Widdershins:

(sometimes withershins, widershins or widderschynnes) means to take a course opposite that of the sun, going counterclock-wise, lefthandwise, or to circle an object, by always keeping it on the left. It also means "in a direction opposite to the usual," which is how I choose to take it in using it as the title of this blog. We're all in the same world finding our own way.

Showing posts with label Fiction. Show all posts
Showing posts with label Fiction. Show all posts

Thursday, April 5, 2012

Science Fiction Tale

So... I don't know exactly what I was thinking when I first wrote this, or even when I wrote this, but I found this start to a short story on my computer and thought it worth sharing.

Science Fiction Tale
A crisis filled the land of Fairytale, and all the surviving heroes, villains and creatures of the stories decided to get together to fix the problem.
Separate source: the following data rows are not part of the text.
PR #1479, opened 2019-10-22
Fix #1463. Allow to expose multiple ports when running in debug mode

### LINKED ISSUE #1463: Expose multiple ports through --debug-port when start lambda in debug mode
I would like to have multiple debug ports to be exposed on start lambda in debug mode.
JetBrains Rider IDE debugger requires two ports to be exposed to work properly (the process set up two sockets). We would like to have an option to start dotnet core docker container with multiple ports available.

### Proposal
It would be great to be able to specify a multiple coma-separated ports in `--debug-port` option, e.g. `--debug-port 5600, 5601`.

Add details of how to add this to the product.

Things to consider:
1. Will this require any updates to the [SAM Spec](https://github.com/awslabs/serverless-application-model)
No.

### Additional Details
None.

sdubov:
*Issue #, if available:*
#1463

*Description of changes:*
* Add ability to specify multiple ports to be exposed from docker instance when running lambda in debug mode
* Update and add new tests to verify multiple debug ports

*Checklist:*

- [x] Write unit tests
- [x] `make pr` passes
- [ ] Write documentation


designs/debug_mode_multiple_exposed_ports.md
```diff
@@ -0,0 +1,122 @@
...
+
+What will be changed?
+---------------------
+SAM CLI has a ``--debug-port`` parameter that provide a port. This parameter is stored in DebugContext object.
+``DebugContext`` should store an array of ports instead of one single port. This array should be transformed
+into a map containing each stored port when passing to docker container arguments.
+
+Success criteria for the change
+-------------------------------
+All ports (comma separated) specified in ``--debug-port`` SAM CLI parameter should be exposed by docker container.
```
jfuss: Why comma separated? This seems like a good use-case for multiple options: `--debug-port 5600 --debug-port 5601`.

sdubov: Good point. Updated with `multiple=true` option parameter.

samcli/local/docker/lambda_container.py
```diff
@@ -96,16 +96,21 @@ def _get_exposed_ports(debug_options):
         bind to same port both inside and outside the container ie. Runtime process is started in debug mode with
         at given port inside the container and exposed to the host machine at the same port
 
-        :param int debug_port: Optional, integer value of debug port
+        :param list(int) debug_port: Optional, List of integer values of debug ports
```
jfuss: This doc is wrong (was wrong previously). The parameter passed in is `debug_options` not the `debug_port`. Could you update this to be correct?

samcli/local/docker/lambda_container.py
```diff
@@ -96,16 +96,21 @@ def _get_exposed_ports(debug_options):
...
-        return {
-            # container port : host port
-            debug_options.debug_port: debug_options.debug_port
-        }
+        if not debug_options.debug_port:
+            return None
+
+        # container port : host port
+        ports_map = {}
+        for port in debug_options.debug_port:
```
jfuss: Can you update the docs for `debug_options.debug_port` to reflect changes to the type?

samcli/commands/local/cli_common/options.py
```diff
@@ -95,6 +95,8 @@ def invoke_common_options(f):
                 help="When specified, Lambda function container will start in debug mode and will expose this "
                 "port on localhost.",
                 envvar="SAM_DEBUG_PORT",
+                type=click.INT,
```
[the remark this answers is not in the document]
sdubov: No issues with passing integer as a string here. Looked to the `click` parameters type processing logic - it tries to case a value to integer. Verified it works well with strings unless you specify an invalid value, e.g. "abc" that should be an expected behavior.

Looked through `click` implementation for handling `multiple` flag - it wraps values into `tuple` if flag is set and return them or return an empty tuple if no values. So, I would expect we always have `tuple` after processing `--debug-port` option. Verified with single and multiple values.

samcli/local/docker/lambda_container.py
sdubov: Sure. Fixed doc here and in `DebugContext` to specify that debug port is a collection of ports to be exposed.

samcli/commands/local/cli_common/options.py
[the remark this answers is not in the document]
jfuss: Perfect. Thanks for digging into that.

samcli/commands/local/lib/debug_context.py
```diff
@@ -5,6 +5,13 @@
 
 class DebugContext(object):
     def __init__(self, debug_port=None, debugger_path=None, debug_args=None):
+        """
+        Initialize the Debug Context with Lambda debugger options
+
+        :param tuple(int) debug_port: Collection of debugger ports to be exposed from a docker container
```
jfuss: Nit: Should this be `debug_ports` instead of `debug_port`

jfuss:
@sdubov I had one last comment. It's purely for readability. Everything else looks good to me.

samcli/commands/local/lib/debug_context.py
sdubov: Agreed. I thought about the same naming change. My original thought here was to persist the original CLI option `--debug-port` down to usages. Updated parameter names from `InvokeContext` down to `DebugContext`.

jfuss: Ya we can keep the option the same (`--debug-port`). This is just an internal object, so no concerns on the updates. 

Will do a re-review here shortly.

sdubov:
@jfuss, there is a merge conflict in debug_context.py file. Would you like me to squash my commits into one and rebase? or merge `develop` into my branch is ok?

sdubov:
Not sure sure `make-pr` configuration is failed. Checked agent details and did not find any issues from logs.

jfuss:
@sdubov its failing due to a format check. We run a tool called black to make sure everything is formatted the same way throughout the codebase and avoids us having to do things manually. I can pull a update that part tomorrow if you don’t want to set that up.

sdubov:
@jfuss, Thank you for clarifying. No worries. Done with code formatting.

samcli/local/docker/lambda_container.py
```diff
@@ -169,17 +174,20 @@ def _get_entry_point(runtime, debug_options=None):  # pylint: disable=too-many-b
...
         :return list: List containing the new entry points. Each element in the list is one portion of the command.
             ie. if command is ``node index.js arg1 arg2``, then this list will be ["node", "index.js", "arg1", "arg2"]
         """
 
         if not debug_options:
             return None
 
-        debug_port = debug_options.debug_port
+        debug_ports = debug_options.debug_ports
+        if not debug_ports:
```
jfuss: This check is fine but I think it is not needed. `__bool__` on DebugContext is `bool(self.debug_ports)`. This should never execute given the first if statement (`if not debug_options`).

jfuss:
@sdubov Thanks for contributing the feature and going through and addressing all the feedback!

sdubov:
@jfuss, no problem :) thank you for your feedback and a quick review 👍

Hansel, Little Red, two of the Three Little Pigs, Anansi, Cinderella, Snow White’s Prince Charming, Belle, the Beast, the Frog Prince, two or three Kings, Rumpelstiltskin, a Evil Stepmother, a Wicked Witch, a Fairy Godmother and an odd assortment of talking animals were among the only remaining inhabitants who came to the meeting.

“Where’s my sister?” Hansel whined in a small voice. He looked suspiciously at the Evil Stepmother, but she was from a different story.
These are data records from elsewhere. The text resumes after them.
PR #1416, opened 2019-09-17
Deprecate: Remove Python2.7 installation support

jfuss:
*Issue #, if available:*
#1273

*Description of changes:*
Removes the ability to install SAM CLI into a Py2 environment.

I want to take this time to also upgrade some of our dev dependencies that were stuck in the stone age and get rid of six. We will need to do similar things in `aws_lambda_builders` but that will be completely separate than this. If some of the dev dependency upgrades become to much, I will move that to a different PR but for now keeping this as a Draft PR.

“Child, I regret that we do not know, but I worry for the larger picture,” the Frog Prince said. “Her disappearance is but a symptom in a larger disease.”
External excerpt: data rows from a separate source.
PR #1486, opened 2019-10-28
feat: add additional volumes when in debug mode

### LINKED ISSUE #1485: Allow to mount additional volumes when invoking lambda in debugger mode
We use a custom debugger when running .net lambda under debug mode. This debugger process produce some logs. I would like to have an option to get those logs for investigation purposes, e.g. investigate debugger process failures during lambda run. It would be great to have an option to pass an additional option through SAM CLI to mount additional volumes in Docker.

### Proposal
Extend SAM CLI to have an additional option `--additional-volume` with `multiple=True` flag that mount directories in a Docker container that run lambda.

Things to consider:
1. Will this require any updates to the [SAM Spec](https://github.com/awslabs/serverless-application-model)
No changes needed.

### Additional Details
The mapping should use the following rules:
- All specified volumes are mounted inside `/tmp/lambci_volumes` folder
- Each volume is mounted to a remote volume directory + host directory base name (e.g. `/Users/<user>/mount_this` should be mounted to `/tmp/lambci_volumes/mount_this` directory)
- Remote directory should have write access to be able to write logs into a folder.

sdubov:
*Issue #, if available:*
- #1485

*Description of changes:*
- Add --additional-volume option to SAM CLI invoke call to mount a directory inside a container
- Update existing tests
- Add new tests to verify mapping between remote and host directories logic

*Checklist:*
- [x] Write unit tests
- [x] `make pr` passes
- [x] Write documentation


tests/unit/commands/local/invoke/test_cli.py
```diff
@@ -28,6 +28,7 @@ def setUp(self):
         self.debug_ports = [123]
         self.debug_args = "args"
         self.debugger_path = "/test/path"
+        self.additional_volumes = [Path.home()]
```
awood45: If this feature supports multiple additional volumes, can we explicitly test that?

samcli/local/docker/lambda_container.py
```diff
@@ -201,3 +217,29 @@ def _get_entry_point(runtime, debug_options=None):  # pylint: disable=too-many-b
...
+            return None
+
+        volume_map = {}
+        for host_volume in host_volumes:
+            host_base_names = os.path.basename(host_volume)
+
+            if not host_base_names:
+                continue
+
+            remote_volume_path = os.path.join(LambdaContainer._VOLUME_MOUNT_PATH, host_base_names)
```
sanathkr: Would this work on Windows?

samcli/local/docker/lambda_container.py
```diff
@@ -201,3 +217,29 @@ def _get_entry_point(runtime, debug_options=None):  # pylint: disable=too-many-b
...
+
+            volume_map[host_volume] = {"bind": remote_volume_path, "mode": ""}
```
sanathkr: This means, users can't mount two different host folders that have the name name. Example: if you mount host paths `/foo/bar` and `/tmp/bar`, only one will get mounted. It's also not clear which one. I think this will be a security risk.

Can you instead hard fail in this situation?

sanathkr: We have historically taken the stance that we won't do "write" mounts. Primarily for security, but it also helps performance.

What is your use case for writable mounts?

samcli/local/docker/lambda_container.py
```diff
@@ -31,7 +32,10 @@ class LambdaContainer(Container):
     # This is the dictionary that represents where the debugger_path arg is mounted in docker to as readonly.
     _DEBUGGER_VOLUME_MOUNT = {"bind": _DEBUGGER_VOLUME_MOUNT_PATH, "mode": "ro"}
 
-    def __init__(
+    # Additional volumes Mount path for files in docker
+    _VOLUME_MOUNT_PATH = "/tmp/lambci_volumes"
```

“I agree with the talking French cuisine,” said the Witch. “I propose we send out a party to find the source of this weirdness and stop it. I went to visit that girl up in the tower (a dreadful brat who refuses to cut her hair, but someone has to take care of the dear), and instead found a seductive foreign man who tried to bite my neck.”

It was the same all around the circle. Someone was missing or a setting vanished or changed or there were strange new creatures prowling where there shouldn’t be.

As Prince Charming explained it, “I know this enchanted forest like the back of my hand and I’ve never seen anything like those vicious wolves who replaced my Sweet’s seven during the full moon the other night.”

Murmurs of assent came from everyone. Then Little Red spoke up.

“I realize that I may look like an innocent little girl in an unfortunately colored outfit, but I’ve been around as long as any of you. If we’re to get to the bottom of this, I say we find Jack first. By my recollection, he disappeared right around when this began. What the Witch said is right; we need to send out a party to get to the bottom of this.”

Silence fell over the group as they nodded, wondering who would be sent as a member of the search party. To their surprise, it was scared Hansel who volunteered first.

“If it helps find my big sister, I’ll go,” he said.

“That’s the spirit, oh lord of bravery and honor.” Anansi spun his praise like it was one of his stories. “I too will volunteer myself to find the discordant strand of our land and retie it so we can once again play in harmony.”

A chorus of “I’ll go”s and “Yeah, let’s restring the forest”s rang from members of the crowd.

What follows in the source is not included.